Premier fils prodigue issu de la seconde génération de chanteurs soul, avec les D’Angelo, Lauryn Hill ou Erykah Badu, Bilal n’a pas peur de l’impertinence ou de la prétention car il est sûr de son talent. Et son premier essai musical l’inscrit d’emblée dans la lignée des Donny Hathaway et autres Stevie Wonder.
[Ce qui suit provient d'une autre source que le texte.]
PR #95, opened 2015-11-21
Addresses #94

### LINKED ISSUE #94: Image profile documents generate no ISDs
According to TTML1's [construct intermediate document] process in §9.3.2 _empty_ content elements are pruned. Since image profile documents are not permitted to contain `p`, `span` or `br` elements and entities in other namespaces are ignored, the `div` elements are all empty according to TTML1 and will be pruned, resulting in there being no ISDs generated at all. I think some wording in IMSC may be needed to indicate that for the purpose of ISD generation a `div` element with a resolvable `smpte:backgroundImage` attribute shall not be considered empty.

Son éducation musicale classique couplée à sa connaissance des arrangements du monde du jazz et son talent d’improvisateur lui permettent d’intégrer toutes les couleurs musicales dans ses compositions. Sans oublier sa voix de falsetto qui l’aide à d’atteindre des émotions peu communes dans la scène soul. Les thèmes sont profondément ancrés dans la condition de Noir aux Etats-Unis au tournant des années 2000 – réflexions sur la vie de magouilleur ou de mac comme sur
« Fast Lane » (une nouvelle superproduction du géant Dr. Dre) et sur laquelle les textes des frères Mtume aidés de Mike City prennent plus de symbolique.
Bilal rend hommage à tous les pionniers de la musique noire, hip-hop inclus, comme sur
« Reminisce » de Jay Dee, reprenant en compagnie de Mos Def et Common
« T.R.O.Y. » de Pete Rock et CL Smooth. Il s'inscrit également dans les pas de Bob Marley, avec
« Home », évocation brillante de l’Afrique.
Les autres références musicales sont omniprésentes, les influences de Curtis Mayfield, Kool & the Gang, Sly Stone, Stevie Wonder, Bootsy Collins et bien entendu Prince résonnant comme autant d’échos.
« Sometimes » est une profonde réflexion sur l’amour et les relations en général, parfaitement mise en musique par d’autres proches de la famille Soulquarians.
Constat social désarmant, le premier album de Bilal aurait dû révolutionner les consciences musicales. Il n’en a rien été en raison de sordides diktats économiques. Justice ne lui a pas été faite.